─── Excerpted data ───

PR #1179, opened 2021-10-21
feat(lib): cross-stack references

DanielMSchmidt:
This is a POC on Cross Stack References, the docker example works: if one runs `cdktf deploy images && cdktf deploy demo-cdktf-ts-docker` the nginx image defined in the images stack gets used in the demo-cdktf-ts-docker stack to provision a resource.

## Todos

- [x] Pass backend configuration into terraform remote state definition
- [x] Use Terraform Remote State based on originStacks backend (e.g. by finding the backend instance and calling a "getRemoteState" method)
- [x] Handle local remote state through asset to ensure compatibility with TFC
- [x] Add stack to all `ref()` calls
- [x] Create a dependency graph between stacks
- [x] Write dependencies into metadata / manifest
- [x] Ensure there can be no loops in the dependency graph
- [x] Handle same TFExpressions object being referenced in different stacks / contexts
- [ ] Use TerraformStack path instead of name
- [ ] Check if we can throw a good error if not all of a stacks dependencies has been run
- [ ] Add tests
  - [ ] Check if x-stack refs work within TF Functions
  - [ ] Check if x-stack refs work passing the ref through multiple stacks
  - [ ] Check if x-stack refs work when the same variable is used in different stacks (`const x = foo.bar` since this is only one ref)
  - [ ] Check if x-stack refs work through JSII
- [ ] Add CLI support for deploying all dependant stacks
- [ ] Optional: Add CLI flag to deploy all stacks?
- [ ] Ensure compatiblity with watch, ideally ensure users specify the all dependent provider flag if cross stack refs are used


skorfmann:
On a highlevel, this is a test how this works in AWS CDK

- https://github.com/aws/aws-cdk/blob/5e8e7abc16ba392f325ee4bbae05ebfee20f043f/packages/%40aws-cdk/aws-iam/test/auto-cross-stack-refs.test.ts

On a more detailed level, here is how it's implemented:

- https://github.com/aws/aws-cdk/blob/ab228a648fa08e8189c010d475426f1ff003ddf7/packages/@aws-cdk/core/lib/private/synthesis.ts#L24
- https://github.com/aws/aws-cdk/blob/ab228a648fa08e8189c010d475426f1ff003ddf7/packages/%40aws-cdk/core/lib/private/prepare-app.ts#L18
- https://github.com/aws/aws-cdk/blob/ab228a648fa08e8189c010d475426f1ff003ddf7/packages/%40aws-cdk/core/lib/private/refs.ts#L39
- https://github.com/aws/aws-cdk/blob/ab228a648fa08e8189c010d475426f1ff003ddf7/packages/%40aws-cdk/core/lib/private/refs.ts#L109
- https://github.com/aws/aws-cdk/blob/ab228a648fa08e8189c010d475426f1ff003ddf7/packages/%40aws-cdk/core/lib/private/refs.ts#L164

There it's done before synthesizing. There's also an explicitly defined dependency as part of this process (see https://github.com/aws/aws-cdk/blob/ab228a648fa08e8189c010d475426f1ff003ddf7/packages/%40aws-cdk/core/lib/deps.ts#L27) which is likely used for figuring out the synth, deployment order. 

The export / import functionality seems to be more or less just adding the correct resources to the producing and consuming Stack. 

Is there a reason why we wouldn't be able to do it in a similar fashion?

DanielMSchmidt:
> Is there a reason why we wouldn't be able to do it in a similar fashion?

Not sure if I got back to you on this one somewhere else: This is exactly the plan, I spared the dependency parts in the POC since they involved fewer unknowns :)

packages/cdktf/lib/backends/remote-backend.ts
```diff
@@ -14,6 +14,18 @@ export class RemoteBackend extends TerraformBackend {
...
+  public getRemoteStateDataSource(
+    scope: Construct,
+    name: string,
+    _fromStack: string
+  ): TerraformRemoteState {
+    return new DataTerraformRemoteState(scope, name, {
+      organization: this.props.organization,
+      workspaces: this.props.workspaces,
+      hostname: this.props.hostname,
+      token: this.props.token,
```
jsteinich, line 26: Would be nice to just use the entire existing props here.

packages/cdktf/lib/terraform-backend.ts
```diff
@@ -1,17 +1,36 @@
...
 
+  /**
+   * Creates a TerraformRemoteState resource that accesses this backend.
+   */
+  public getRemoteStateDataSource(
+    _scope: Construct,
+    _name: string,
+    _fromStack: string
+  ): TerraformRemoteState {
+    throw new Error("This Backend is not implemented yet");
```
jsteinich, line 31: If we implement for all backends to start with, probably change this to an abstract method. If we don't, we'll want to make this error a bit more helpful.

packages/cdktf/lib/terraform-stack.ts
```diff
@@ -136,12 +141,34 @@ export class TerraformStack extends Construct {
       : "";
   }
 
+  private findAll<T>(ClassConstructor: Constructor<T>): T[] {
+    const items: T[] = [];
+
+    const visit = async (node: IConstruct) => {
```
jsteinich, line 147: Does this need to be async? I maybe thinking too much about c#, but seems like this is synchronous.

packages/cdktf/lib/terraform-stack.ts
```diff
@@ -136,12 +141,34 @@ export class TerraformStack extends Construct {
...
+
+    return resolve(this, items);
+  }
+
   public allProviders(): TerraformProvider[] {
-    const providers: TerraformProvider[] = [];
+    return this.findAll(TerraformProvider);
+  }
+
+  public get backend(): TerraformBackend {
```
jsteinich, line 166: Why not use the `findAll` method?

packages/cdktf/lib/terraform-stack.ts
```diff
@@ -184,6 +220,59 @@ export class TerraformStack extends Construct {
 
     return resolve(this, tf);
   }
+
+  public registerOutgoingCrossStackReference(identifier: string) {
+    if (this.crossStackOutputs[identifier]) {
+      return this.crossStackOutputs[identifier];
+    }
+
+    const stack = TerraformStack.of(this);
```
jsteinich, line 229: Why not just use `this`?

jsteinich (commented):
Looks like this is coming along pretty well.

───

• _Work to complete_: Scan the records above for the word "throw". Copy each line that has it.

• _Finished task_:
- [ ] Check if we can throw a good error if not all of a stacks dependencies has been run
+    throw new Error("This Backend is not implemented yet");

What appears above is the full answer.